Mittwoch, 23. November 2016

Die Strategie des Zack und Wumms

Ich bin seit ein paar Jahren ein aggressiver Aktiensparer. Wenn ich  revue passieren lassen, welche Entwicklungen in den letzten Jahren  genommen wurden, dann stelle ich fest, dass ich viele Abzweige, die  andere Blogger gehen, mich nicht interessieren.

Mich interessieren keine P2P-Kredite. Mich interessieren keine  Immobilien und Immobilien-REITs, Social Trading ("Hallo ayondo!")  sowieso nicht, noch nicht einmal ETFs. Ich bleibe beim Basis-Produkt, der Aktie.

Ich will es so einfach wie möglich haben. Ich möchte nicht aus zig verschiedenen ETFs auswählen, bei denen ich mich mit der Frage quälen muss: Wer ist der Emittent? Wo sitzt der Emittent? Ist es ein  swappender ETF oder ein replizierender? Das wären technische Fragen. Wenn ich mich vor den Fernseher setze, wähle ich nach Inhalten den Kanal. Fragen nach der Übertragungstechnik und Auflösung interessieren mich nicht.

Ich möchte so einfach wie möglich investieren und deshalb kommt für  mich nur die Aktie in Frage. Ich möchte mich um ein Unternehmen an sich  kümmern und nicht um technischen Firlefanz. Habe ich ein Unternehmen erstmal im Depot, dann bekomme ich ein gutes Gefühl  und ich kann gut schlafen. Ich spreche von einer Strategie des Zack und Wumms. Hat man erstmal eine Stange an Positionen im Depot, dann kann man regelmäßig nachkaufen, ohne groß nachzudenken, denn es sind  die eigenen Unternehmen und man hat ein gewisses Vertrauen gefasst.

Ich achte natürlich darauf, dass Dividenden gezahlt werden. Meine  Strategie muss ganz einfach sein und lässt sich auf Zack und Wumms  reduzieren. Dividenden kassieren (Zack!) und Aktienkauf von ca. 2000 €  anleiern (Wumms!). Meistens ist es ein Aufstocken einer bestehenden Position. Im Grunde genommen passiert über das Jahr gesehen  nichts anderes. Ganz viel Zack, Zack und Zack, stellvertretend für viele kleine Dividendeneinnahmen, die sich dann mit Gehaltszahlungen  vermischen, zu dem einen oder anderen größeren Wumms, mit dem Ziel,  die Intensität und die Frequenz von Zack zu erhöhen.
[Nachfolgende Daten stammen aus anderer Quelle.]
PR #837, opened 2021-06-08
Improve emscripten-releases-tags.txt to support mutliple aliases

sbc100:
Also, improve reporting of version resolution. e.g.:

```
$ ./emsdk  install sdk-latest
Resolving SDK alias 'latest' to '2.0.23'
Resolving SDK version '2.0.23' to 'sdk-releases-upstream-77b065ace39e6ab21446e13f92897f956c80476a-64bit'
Installing SDK 'sdk-releases-upstream-77b065ace39e6ab21446e13f92897f956c80476a-64bit'..
...
```

Should help with #836.

### DIFF
--- a/emscripten-releases-tags.txt
+++ b/emscripten-releases-tags.txt
@@ -1,5 +1,13 @@
 {
-  "latest": "2.0.23",
+  "aliases": {
+    "latest": "2.0.23",
+    "latest-sdk": "latest",
+    "latest-64bit": "latest",
+    "sdk-latest-64bit": "latest",
+    "latest-upstream": "latest",
+    "latest-clang-upstream": "latest",
+    "latest-releases-upstream": "latest"
+  },
   "releases": {
     "2.0.23": "77b065ace39e6ab21446e13f92897f956c80476a",
     "2.0.23-lto": "3f6dbb899f61fab52e4574beb4f7c8382658aa20",
--- a/emsdk.py
+++ b/emsdk.py
@@ -2166,18 +2166,27 @@ def is_os_64bit():
   return platform.machine().endswith('64')
 
 
-def find_latest_releases_version():
+def find_latest_version():
+  return resolve_sdk_aliases('latest')
+
+
+def find_latest_hash():
+  version = find_latest_version()
   releases_info = load_releases_info()
-  return releases_info['latest']
+  return releases_info['releases'][version]
 
 
-def find_latest_releases_hash():
+def resolve_sdk_aliases(name, verbose=False):
   releases_info = load_releases_info()
-  return releases_info['releases'][find_latest_releases_version()]
+  while name in releases_info['aliases']:
+    if verbose:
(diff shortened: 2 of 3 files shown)


sbc100:
@RReverser

emsdk.py
```diff
@@ -2775,12 +2784,10 @@ def expand_sdk_name(name, activating):
     name = name.replace('upstream-master', 'upstream-main')
   if name in ('latest-fastcomp', 'latest-releases-fastcomp', 'tot-fastcomp', 'sdk-nightly-latest'):
     exit_with_fastcomp_error()
-  if name in ('latest', 'sdk-latest', 'latest-64bit', 'sdk-latest-64bit'):
-    # This is effectly the default SDK
-    return str(find_latest_releases_sdk('upstream'))
-  elif name in ('latest-upstream', 'latest-clang-upstream', 'latest-releases-upstream'):
-    return str(find_latest_releases_sdk('upstream'))
-  elif name in ('tot', 'sdk-tot', 'tot-upstream'):
+  if name in ('latest', 'sdk-latest', 'latest-64bit', 'sdk-latest-64bit', 'latest-upstream', 'latest-clang-upstream', 'latest-releases-upstream'):
```
RReverser, line 2787: I wonder if this could be part of the new `aliases` mechanism too - that is, allow alias to point to other aliases and make function resolve recursively.

The depth would always be only 1 or 2, but it would allow to encode `"sdk-latest": "latest"` etc. as regular alises in the same config.

Or maybe I'm overcomplicating things?

emscripten-releases-tags.txt
```diff
@@ -1,5 +1,7 @@
 {
```
RReverser, line 1: Btw, not that it matters, but why does this file use `.txt` extension rather than JSON?

kripken (approved):

emscripten-releases-tags.txt
sbc100: You are right.. we should rename them

emsdk.py
sbc100: I thought of that too.. but for some reason I found that to be ugly... I'll revisit.

kripken:
Interesting, what does `sbc100 dismissed kripken’s stale review via 04cf92b 25 minutes ago` mean? I've never seen that on github before. Did you do that manually or did github automatically do it due to a force-push?

kripken:
(And where is my review...? It can't be viewed. I think I approved this, but that is gone too...)

kripken (approved):
lgtm but I'd check locally/manually that the old aliases work (as I don't think we have automation for them all), to check for a typo.

sbc100:
> (And where is my review...? It can't be viewed. I think I approved this, but that is gone too...)

I certainly didn't intentionally dismiss or delete anyting.   I wonder if github changes the behaviour of force push.. (which I use a *lot*).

Natürlich mache ich mir meine Gedanken bei Aktien, die ich noch nicht habe und erstmalig kaufe. Aber hat man die Unternehmen schon länger im  Depot, gewinnt man an Gelassenheit, kann gut einschätzen, ob der  gegenwärtige Preis fair ist oder nicht. Eine günstige Aktie im eigenen  Depot findet man dann immer und dann kauft man nach.

Die Unternehmen kennt man dann ja. Warum noch eine andere Strategie  entwickeln? Warum abseits gehen, wenn man doch nun schon 11 %  Bruttorendite einfährt? Die habe ich wirklich. 11 % ist mein interner  Zinsfuß. Vor der US-Wahl lag er bei etwas mehr als 9 %.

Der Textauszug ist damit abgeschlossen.